Und es gibt keine Möglichkeit die Ereignisbehandlung so hinzubiegen, dass er zwischendurch mal nach anderen Tasten fragt, wenn eine Taste gedrückt wird? Oder eine Alternative zu den Events?


----------



## lin (16. Jan 2006)

Reicht doch völlig, wenn sich die Taste meldet, wenn sie gedrückt wird und wenn sie losgelassen wird.
In der Zeit in der zwar ein KeyPressed-Event gekommen ist, aber noch kein Released darfst du auch ohne dass die Taste ständig schreit ("ich werd gedrückt; ich werd gedrückt") annehmen, dass sie gedrückt wird  .


----------



## Gast (12. Jun 2006)

Hab das selbe Problem, hat hier jemand nun schon eine Lösung für, mit der letzten antwort, kann ich leider nichts anfangen

Danke.


----------



## Wildcard (12. Jun 2006)

Wie lin schon gesagt hat musst du dir merken welche Taste gedrückt wurde.
Die keyTyped() Methode ist für Spiele völlig nutzlos. Nur keyPressed und keyReleased sind hier interesant.


----------



## Gast (12. Jun 2006)

ich benutze keyPressed nur nicht Keyreleased...

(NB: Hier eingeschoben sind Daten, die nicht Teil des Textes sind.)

PR #1372, opened 2015-03-08
Pass the AtomPtr through to Python Atom initializers

inflector:


opencog/atomspace/Handle.cc
```diff
@@ -34,6 +34,8 @@ using namespace opencog;
 const Handle Handle::UNDEFINED(ULONG_MAX);
 
 Handle::Handle(AtomPtr atom) : _uuid(atom->_uuid), _ptr(atom) {}
+Handle::Handle(void* atom_ptr) :  _uuid( (*((AtomPtr*)atom_ptr))->_uuid ),
+                                    _ptr(*((AtomPtr*)atom_ptr)) {}
```
linas: No, this is wrong. You can't do that. you'll get broken code.

opencog/cython/opencog/atomspace.pxd
```diff
@@ -88,6 +88,7 @@ cdef extern from "opencog/atomspace/Handle.h" namespace "opencog":
     cdef cppclass cHandle "opencog::Handle":
         cHandle()
         cHandle(UUID)
+        cHandle(void*)
```
linas: No, I was trying to say that the primary interface to cHandle should be cHandle(AtomPtr) instead of cHandle (UUID). You definitely must not have a void* interface, that will result in null pointer derefs and all sorts of other badness.

opencog/cython/opencog/atomspace_details.pyx
```diff
@@ -411,8 +435,10 @@ cdef api object py_atomspace(cAtomSpace *c_atomspace) with gil:
     cdef AtomSpace atomspace = AtomSpace_factory(c_atomspace)
     return atomspace
 
-cdef api object py_atom(UUID uuid, object atomspace):
```
linas: I'm not sure, but I think the above should be ``cdef api object py_atom(Handle h, object atomspace):`` instead of UUID

opencog/atomspace/Handle.cc
inflector: Yes, you can. You may not want to, but you can. It is ugly and hacky as hell but the only way to do what you wanted. The atom_ptr is the address of the shared_ptr, not the address of the Atom. It is dereferenced to be the shared_ptr that is an AtomPtr. 

The names are confusing, I admit. It was originally called atom_ptr_ptr but lots of places call `AtomPtr` variables `atom` in the code, like the line above, 36.

opencog/atomspace/Handle.h
```diff
@@ -85,6 +86,8 @@ friend class AtomspaceHTabler;    // persistance
         return _uuid;
     }
 
+    inline const AtomPtr* atom_ptr_ptr() const { return &_ptr; }
```
inflector: Note that this returns the address of the shared_ptr not the shared_ptr itself.

opencog/cython/PythonEval.cc
```diff
@@ -575,7 +575,7 @@ PyObject* PythonEval::call_user_function(   const std::string& moduleFunction,
         it != argumentHandles.end(); ++it) {
 
         // Place a Python atom object for this handle into the tuple.
-        PyObject* pyAtom = py_atom(it->value(), pyAtomSpace);
+        PyObject* pyAtom = py_atom((void*) it->atom_ptr_ptr(), pyAtomSpace);
```
inflector: And this is getting the address of the shared_ptr at the current iteration in the HandleSeq.

linas:
Hrm. The cure is worse than the disease.  Changing Handle.h and Handle.cc is out of the question.  The goal was to have python be aware of handles, and work with handles, rather working with UUID's

opencog/cython/opencog/atomspace.pxd
inflector: I definitely understand what you were saying. I too thought there must be some way to do that but there isn't because you can't pass AtomPtr (shared_ptr) objects as Python objects into Cython's Python object initializers, which is where these initializers are called from. 

The problem is that the Python Atom object required for the tuple for the call of the Python function has to be initialized using Python PyObject* object arguments. The Python PyObject* objects have very limited types. Cython lets you do a lot but it doesn't change the semantics of Python objects and it doesn't let you pass anything by reference.

The only device for handling more complicated structures that need to be passed through the PyObject* argument interface is a pointer. So you can pass pointers to the shared_ptrs reliably by converting them to PyLong objects first

In fact, the only reliable way to pass pointers across the interface from C++ to the Python object initializers is by passing them as void*s converted to Python variables using the two routines provided for this purpose:

PyLong_AsVoidPtr
PyLong_FromVoidPtr

opencog/cython/opencog/atomspace_details.pyx
inflector: See my comment for line 440 on the right.

Note however, that Handle at this point means Cython/Python Handle and the C++ type has been aliased to cHandle, so you probably mean:
`cdef api object py_atom(cHandle h, object atomspace):`

opencog/cython/opencog/atomspace_details.pyx
```diff
@@ -411,8 +435,10 @@ cdef api object py_atomspace(cAtomSpace *c_atomspace) with gil:
...
-    cdef Handle temphandle = Handle(uuid)
-    cdef Atom atom = Atom(temphandle, atomspace)
+cdef api object py_atom(void* atom_ptr, object atomspace):
```
inflector: The api for this can take any type you want, as far as I can tell. So yes, you could pass a cHandle to this function, by value. But that won't help below.

opencog/cython/opencog/atomspace_details.pyx
```diff
@@ -411,8 +435,10 @@ cdef api object py_atomspace(cAtomSpace *c_atomspace) with gil:
...
+    cdef atom_ptr_long = PyLong_FromVoidPtr(atom_ptr)
+    cdef Handle temp_handle = Handle(None, atom_ptr_long)
```
inflector: This line is the problematic line. You want a Python Handle object to be created, and you must initialize it with Python object arguments only. In this case, I'm initializing it with the None singleton Python object, and a python number object that contains the address of the shared pointer which will, in turn, be passed into the C++ cHandle object's constructor.

Perhaps I should go back to my original variable name, `atom_ptr_ptr`? I thought that was equally confusing because then one wonders what it means when the code uses `atom` to refer to objects of type AtomPtr, then atom_ptr_ptr seems like there is one more layer of indirection than there really is.

opencog/cython/opencog/atomspace_details.pyx
inflector: This was originally:
```
cdef api object py_atom(void* atom_ptr_ptr, object atomspace):
```
which made it clearer in this context that we are not dealing with an `AtomPtr` but an `AtomPtr*` that is being passed in as a void* because Cython doesn't seem to support type casting of pointers and it needs to be a void* just below anyway.

opencog/cython/opencog/atomspace.pxd
inflector: I should say that semantically, if Cython supported reference parameters, this would be:

```
cHandle(AtomPtr&)
```
and not
```
cHandle(void*)
```
because that is what is happening behind the scenes.

opencog/atomspace/Handle.cc
inflector: The fragment `*((AtomPtr*)atom_ptr)` is the `shared_ptr<Atom>` that will get passed by reference into this constructor:

```
shared_ptr( const shared_ptr& r )
```

for the shared_ptr template class. So the reference count will be incremented when this copy gets made as in normal shared_ptr semantics. This is the first and only copy that gets made, here, in the constructor for the C++ Handle (cHandle in Cython). No other copies are made in the process of object initialization and no pointers to the underlying C++ Atom object are passed around anywhere.

linas:
All of your comments are making it more and more plain that doing this is a terribly bad idea. Let's give up now, while we're ahead.

inflector:
Hah, I almost put a comment in the initial pull request stating that I'd not be at all surprised if you don't want to merge this request because it is so ugly. It works, but it sure as hell isn't clear clean code.

PR #1373, opened 2015-03-09
Disjunct extracted from previous MSTNodes

rohit12:


opencog/nlp/types/atom_types.script
```diff
@@ -118,6 +118,7 @@ LG_CONN_DIR_NODE <- NODE    // e.g. "+"
 // Consists of the connector node, the direction, and possibly the
 // multi-connector node.
 LG_CONNECTOR <- LINK   // e.g. "MX+"
+MST_Connector <- "MSTConnector"
```
williampma: This can't be right...  What type of atom is MST_Connector?

rohit12: Ah! I am really sorry! I'll correct it right away! It should be of type link.

PR #1374, opened 2015-03-09
Disjunct extracted from previous MSTNodes

rohit12:
I closed my previous pull request because of a minor error in the atom_types.script file.

### DIFF
--- a/opencog/nlp/learn/make-disjuncts.scm
+++ b/opencog/nlp/learn/make-disjuncts.scm
@@ -93,8 +93,6 @@
 		#f
 		#t))
 
-<<<<<<< HEAD
-=======
 ;Applies the map function to create MST nodes for all the word pairs. It 
 ;creates nodes for only those word pairs which have a mutual information not 
 ;equal to -1000
--- a/opencog/nlp/learn/make-disjuncts.scm
+++ b/opencog/nlp/learn/make-disjuncts.scm
@@ -1,7 +1,8 @@
 ;This is the MST module for creating MSTLinkNodes.
 (use-modules (srfi srfi-1))
 
-;Defines letters of the alphabet to be used in constructing a name for the node.
+;Defines letters of the alphabet to be used in constructing a name for the 
+;node.
 (define letters "ABCDEFGHIJKLMNOPQRSTUVWXYZ")
 
 ;The function which actually constructs a name for the node.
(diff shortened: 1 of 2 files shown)


williampma:
For future record, you don't need to open a new pull request.  If you push to the same git branch, existing pull request on that branch will be update with your newest changes.

opencog/nlp/learn/make-disjuncts.scm
```diff
@@ -84,17 +85,133 @@
...
+;This function takes as input a word and a list of MST nodes created by the 
+;create-MST-nodes function. For the given word, it gives the disjuncts of that 
+;word as found in the list of nodes give to it as input.
+(define (extract-disjunct word nodes)
+	(if (not (null? nodes))
+		(let* (
+				[node (car nodes)]
+				[outset (cog-outgoing-set node)]
+				[linkname (get-MST-name outset)]
+				[firstword (get-first-evaluation-word outset)]
```
linas: This seems to be the only place where `get-first-evaluation-word` is used (and is ever likely to be used)  Thus, could you move its definition to just after line 144? That way, `get-first-evaluation-word` will be scoped only inside of the `extract-disjunct` function, instead of being part of the global namespace.  Similar remarks apply for many of the other functions, especially the short ones.

The other way to hide locally-defined functions and keep them out of the global namespace is to use modules, (i.e. to define this file as a module) ... but, right now, in opencog, we do not yet have uniform module-coding standards, and module support is a bit shaky and possibly buggy.   I hope to clear that up by summertime.

opencog/nlp/types/atom_types.script
```diff
@@ -118,6 +118,7 @@ LG_CONN_DIR_NODE <- NODE    // e.g. "+"
 // Consists of the connector node, the direction, and possibly the
 // multi-connector node.
 LG_CONNECTOR <- LINK   // e.g. "MX+"
+MST_Connector <- LINK "MSTConnector"
```
williampma: Didn't saw it, but lower case naming `MST_Connector` is breaking build.  Need to change to `MST_CONNECTOR`

rohit12: I am really sorry about that. I don't test my build every time I change something since I only need to test Scheme files. I apologize again. I'll correct the mistake immediately.

williampma: No worries.  It's a easy to make mistake. :)

inflector: Rohit,

Good practice for a project like this is to always merge the changes from opencog/master and then run:

```
make test
```

to make sure that you didn't break any of the OpenCog unit tests before submitting a pull request. If you go to:

you can see the status of the builds off of new commits to opencog/master run by buildbot. If one or more of the tests are failing you'll see the red indicator for the build and you can look at the `stdio` output to see what test failed. It will also fail in `make all` if someone breaks the build itself.

So if `make test` fails on your machine, you can check to see if the test that is failing is the one that already fails on the buildbot. If so, then your changes probably didn't cause the failure, especially if the test is for an area of OpenCog where you are not developing. Once you have established that you didn't break the build and you didn't break any unit tests, then you submit the pull request.

Additionally, I always like to check the buildbot after my pull request has been merged to make sure that it also passes the tests and the build works, just in case. In the event that I do break something, I prefer to have the fix ready before anyone else notices. ;-)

Wenn dann quasi der andere drückt setzt er den anderen außer kraft.
Ich soll also boolsche Werte speichern wenn pressed und zurücksetzen wenn released, aber passiert da nicht das selbe?
Könntet ihr da genauer werden?

Danke....


----------



## Wildcard (12. Jun 2006)

Du erhälst ein keyPressed wenn die Taste gedrückt wird. Jetzt weißt du der Spieler will in die und die Richtung.
Du merkst dir also das die Taste gedrückt wurde und reagierst entsprechend. Das tust du solange bis du ein keyReleased erhälst. Damit ist klar das die Taste nun nichtmehr gedrückt ist.


----------



## derDachs (12. Jun 2006)

Recht herzlichen Dank!


----------